# [Wet Thumb Forum]-Red Plants



## blang (Jan 4, 2006)

Are there any red plants that you can grow in a non-CO2 tank that will do well?


----------



## littleguy (Jan 6, 2005)

My rotala rotundifolia (aka r. indica) get a bit reddish under higher lighting. Grow well in my low-tech tank.


----------



## flagg (Nov 29, 2004)

Yeah, mine do too. You can also try C. wendtii which comes in a reddish brown variety.

-ricardo


----------



## Miss Fishy (May 13, 2006)

I've found that red plants do well in my low-tech tanks but in my tanks they don't stay red all of the time. Since my tanks are coldwater and nearly all get some sunlight, the conditions in them change quite a lot with the seasons. The red plants usually stay green during winter and then turn red once spring arrives with its warmer weather and brighter sunlight. The red plants I'm growing at the moment are _Rotala rotundifolia, Ludwigia arcuata, L. repens, Myriophyllum caput-medusae, M. papillosum,_ and _M. simulans_.

From Alex.


----------



## blang (Jan 4, 2006)

My Ludwigia is not doing very well. It has quite a bit of algae on it. My LFS said that it really needs CO2 to do well. 

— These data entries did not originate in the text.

PR #345, opened 2025-02-26
New Bucket CLI

Swiftwork:
## CLI Package Overview
The [@bucketco/cli](https://www.npmjs.com/package/@bucketco/cli) provides a command-line interface for interacting with the Bucket service. It enables feature flag management and configuration from the terminal.

### Key Features
- **Authentication:** [auth](packages/cli/commands/auth.ts) command for logging in/out of Bucket service
- **Project Setup:** [init](packages/cli/commands/init.ts) command for initializing the Bucket CLI
- **Feature Management:** [features](packages/cli/commands/features.ts) command for listing and creating feature flags
- **App Management:** [apps](packages/cli/commands/apps.ts) command for listing available apps
- **Type Generation:** Automatic TypeScript type generation for feature flags

### Technical Details
- Built with TypeScript and Commander.js for CLI framework
- Uses [ora](https://www.npmjs.com/package/ora) for spinner animations and [chalk](https://www.npmjs.com/package/chalk) for terminal styling
- Configuration stored in `bucket.config.json`
- Auth tokens stored in `~/.bucket-auth` file
- Requires Node.js >= 18.0.0

### Key Commands
```bash
bucket init        # Initialize new configuration
bucket auth login  # Authenticate with Bucket service 
bucket features    # List and manage feature flags
bucket apps list   # List available apps
bucket new         # Create new feature flag
```

The CLI integrates with Bucket's API to provide a streamlined workflow for managing feature flags and configurations from the command line.


packages/cli/utils/gen.ts
```diff
@@ -0,0 +1,81 @@
...
+}
+
+export const genDTS = (keys: string[]) => {
+  return /* ts */ `
+// DO NOT EDIT THIS FILE. IT IS GENERATED BY THE BUCKET CLI AND WILL BE OVERWRITTEN.
+// eslint-disable
+// prettier-ignore
+declare module "@bucketco/react-sdk" {
+  interface Features {
+${keys.map((key) => `    "${key}": boolean;`).join("\n")}
```
roncohen, line 77: I think this'll break if you have keys with spaces. It would also be great if we could ensure that this is well formatted so that prettier/linting wont complain. I spent some time on that here: https://github.com/bucketco/bucket-javascript-sdk/blob/feat/cli-minimal/packages/cli/utils/gen.ts#L26-L55

and wrote some tests here: https://github.com/bucketco/bucket-javascript-sdk/blob/feat/cli-minimal/packages/cli/utils/gen.test.ts

roncohen (approved):
this is a great start! Let's get this in and dogfood it to see what else comes up 👍

packages/cli/utils/gen.ts
Swiftwork: 1. I think this'll break if you have keys with spaces.
    - The quotes around keys should allow spaces.
2. It would also be great if we could ensure that this is well formatted so that prettier/linting wont complain.
    - I agree but every customer has different lint and prettier rules so this is an impossibility. We should attempt to format it nicely and then disable the linters like I have done.
3. and wrote some tests here:
    - Planning on writing tests in the next PR as I need to scaffold the whole testing suite which is a lot of files.

Swiftwork:
I'll get this in then to continue writing tests and packaging the solution

packages/cli/utils/gen.ts
Swiftwork: https://github.com/bucketco/bucket-javascript-sdk/pull/345#issuecomment-2693924558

He tells me that my two options are to add CO2 or get a bunch of Amano Shrimp to remove the algae. 

In case you haven't read my other thread, I have a 90 gallon tank with 2.4 wpg with half flourite, half gravel. My algae eaters are 2 plecos, 3 SAE's.


----------



## imported_yoyo22 (Aug 7, 2005)

Red Ozelot or Red Rubin, while not very red, generally do alright in moderate light in my semi-natural tank (no fertilizers or CO2, flourite only substrate), so I assume they could work in yours.

[sorry about the typo earlier, I meant Rubin not dublin]


----------



## onemyndseye (May 12, 2006)

Ill be the odd man out:

My L. Repens grows like crazy in my low-tech tank (no co2, soil, 2.5wpg). Nice red coloring atleast on the upper 1/3 of the plant.

I also have Potamogeton Gayii... while not a red plant, its does develope a redish tint around the tips if given enough lighting which its displaying in my tank.... Kinda like Rotalla Indica

now on the flip side - I have a red temple ... that while its gorwing....but slowly - its missing the red color.

Good Luck!
-Justin
One Mynds Eye


----------



## imported_yoyo22 (Aug 7, 2005)

I have some P. Gayii in my 3.5 wpg tank, and it is doing very well, but I see only a little bit of dark color, but its my favorite plant (plus the lfs will give me an outrageously large store credeit for it!)


----------



## peter bradley (Oct 12, 2004)

sorry about pressing wrong button 
may I recommend Barclaya longifolia bulbs , they are a real gem the produce avery intense red leaf especialy in the juvinile stage and often reward you with a water lily type flower 
although ment to prefer soft acid water mine are thriving in hard london tap water
have a look at my webcam at www.practicalfishkeeping.co.uk 
also read seeing red one of my articles on the subject
peter bradley


----------



## DLevy (Dec 20, 2005)

In my tank the hygro sunset grows well and has a nice redish colour. The red cabomba is doing well too, but I've heard it doesn't allways...
If you have a plant that doesn't grow well, Some times moving it to a different part of the tank can help.


----------



## Jane of Upton (Jul 28, 2005)

Hmmmm, my Red Temple plant (Alternanthera) has remarkably good color w/o CO2. 

Also, if you're after red, try the P. fluitans floating plant. Its roots are beet red, and quite pretty hanging down. New leaves are pinkish-red, and fade to olive green as they age. 

I had the Red Cambomba (Cabomba furcata) going well, and keeping a bronzy red, until I neglected to thin my floating salvinia, and the cover got too thick, blotting out the light. The cabomba did not like that, and promptly disappeared within 48 hours of my noticing... gee, I should thin those floaters down this weekend. 

My Rotala indica also has a bit of orangy-red, but definitely not the color (bright golden red) it had when I first got it. 

-Jane


----------



## blang (Jan 4, 2006)

I just picked up some p. fluitans from aquabid and I do like them. My Red Temple plant is just doing OK. I think I need to move it as it is being blocked slightly by my other plants.

I also ordered a Limnophila Aromatica from Aquabid. It should arrive tomorrow so we'll see how that does. 

If I have the room, maybe I'll try the red cambomba as I do like that plant.


----------